Work to complete:
Your task is to print all of the data word for word.

[Stored data entries]
PR #4902, opened 2026-08-13
refactor: replace pytz with zoneinfo

### LINKED ISSUE #4786: Replace pytz with zoneinfo
For timezone, we should not need a third-party lib like pytz. Just use the `zoneinfo` module from standard lib.

Rachit7168:
## Summary
- Remove the direct `pytz` dependency and migrate timezone handling to Python's standard library (`zoneinfo` and `datetime.timezone.utc`).
- Add `eventyay.timezones` with the curated `common_timezones` list previously provided by `pytz`, plus a `localize_datetime` helper for naive datetime conversion.
- Fix remaining incomplete migration spots that caused CI failures (`timezone is not defined`, `.localize()` on `ZoneInfo`).
- Update admin documentation to refer to IANA time zone names instead of `pytz` names.

Closes #4786

## Test plan
- [ ] CI integration tests pass (previously failing `tests/stable/test_publication.py` settings views)
- [ ] Event settings save correctly with timezone changes
- [ ] Timezone dropdowns in event/user forms still populate as expected
- [ ] PDF exports and iCal generation show correct event-local times
- [ ] Relative date / DST edge-case tests pass (`tests/tickets/base/test_reldate.py`)

## Summary by Sourcery

Switch application timezone handling from pytz to Python’s standard library zoneinfo/UTC and introduce a shared timezones helper module.

Enhancements:
- Introduce eventyay.timezones module providing a curated common_timezones list and a localize_datetime helper for consistent timezone-aware datetime handling.
- Refactor core models, forms, views, services, exporters, tasks, and utilities to use zoneinfo and datetime.timezone.utc instead of pytz throughout the codebase.

Build:
- Remove the pytz dependency from the project configuration and lockfile.

Documentation:
- Adjust admin and configuration documentation references to IANA/zoneinfo time zone usage instead of pytz-specific naming.

Tests:
- Update ticketing, presale, API, and plugin test suites to work with zoneinfo-based datetimes and verify DST/relative date behavior under the new timezone implementation.


hongquan (approved):

app/eventyay/timezones.py
```diff
@@ -0,0 +1,444 @@
+common_timezones = [
```
Aqil-Ahmad, line 1: not sure if its better to keep this as a manual copied list

Aqil-Ahmad (approved):

app/eventyay/timezones.py
Rachit7168: It's a valid concern, but zoneinfo doesn't provide an equivalent curated list—zoneinfo.available_timezones() returns over 600 timezones, including many historical and obscure ones which would severely clutter our UI dropdowns. The list in pytz.common_timezones was specifically curated to only show relevant timezones to users. By hardcoding this list, we keep the UI exactly the same and prevent dropdown choices from randomly changing based on the host server's OS timezone database.

Saksham-Sirohi (approved):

Solution for this exercise:
PR #4902, opened 2026-08-13
refactor: replace pytz with zoneinfo

### LINKED ISSUE #4786: Replace pytz with zoneinfo
For timezone, we should not need a third-party lib like pytz. Just use the `zoneinfo` module from standard lib.

Rachit7168:
## Summary
- Remove the direct `pytz` dependency and migrate timezone handling to Python's standard library (`zoneinfo` and `datetime.timezone.utc`).
- Add `eventyay.timezones` with the curated `common_timezones` list previously provided by `pytz`, plus a `localize_datetime` helper for naive datetime conversion.
- Fix remaining incomplete migration spots that caused CI failures (`timezone is not defined`, `.localize()` on `ZoneInfo`).
- Update admin documentation to refer to IANA time zone names instead of `pytz` names.

Closes #4786

## Test plan
- [ ] CI integration tests pass (previously failing `tests/stable/test_publication.py` settings views)
- [ ] Event settings save correctly with timezone changes
- [ ] Timezone dropdowns in event/user forms still populate as expected
- [ ] PDF exports and iCal generation show correct event-local times
- [ ] Relative date / DST edge-case tests pass (`tests/tickets/base/test_reldate.py`)

## Summary by Sourcery

Switch application timezone handling from pytz to Python’s standard library zoneinfo/UTC and introduce a shared timezones helper module.

Enhancements:
- Introduce eventyay.timezones module providing a curated common_timezones list and a localize_datetime helper for consistent timezone-aware datetime handling.
- Refactor core models, forms, views, services, exporters, tasks, and utilities to use zoneinfo and datetime.timezone.utc instead of pytz throughout the codebase.

Build:
- Remove the pytz dependency from the project configuration and lockfile.

Documentation:
- Adjust admin and configuration documentation references to IANA/zoneinfo time zone usage instead of pytz-specific naming.

Tests:
- Update ticketing, presale, API, and plugin test suites to work with zoneinfo-based datetimes and verify DST/relative date behavior under the new timezone implementation.


hongquan (approved):

app/eventyay/timezones.py
```diff
@@ -0,0 +1,444 @@
+common_timezones = [
```
Aqil-Ahmad, line 1: not sure if its better to keep this as a manual copied list

Aqil-Ahmad (approved):

app/eventyay/timezones.py
Rachit7168: It's a valid concern, but zoneinfo doesn't provide an equivalent curated list—zoneinfo.available_timezones() returns over 600 timezones, including many historical and obscure ones which would severely clutter our UI dropdowns. The list in pytz.common_timezones was specifically curated to only show relevant timezones to users. By hardcoding this list, we keep the UI exactly the same and prevent dropdown choices from randomly changing based on the host server's OS timezone database.

Saksham-Sirohi (approved):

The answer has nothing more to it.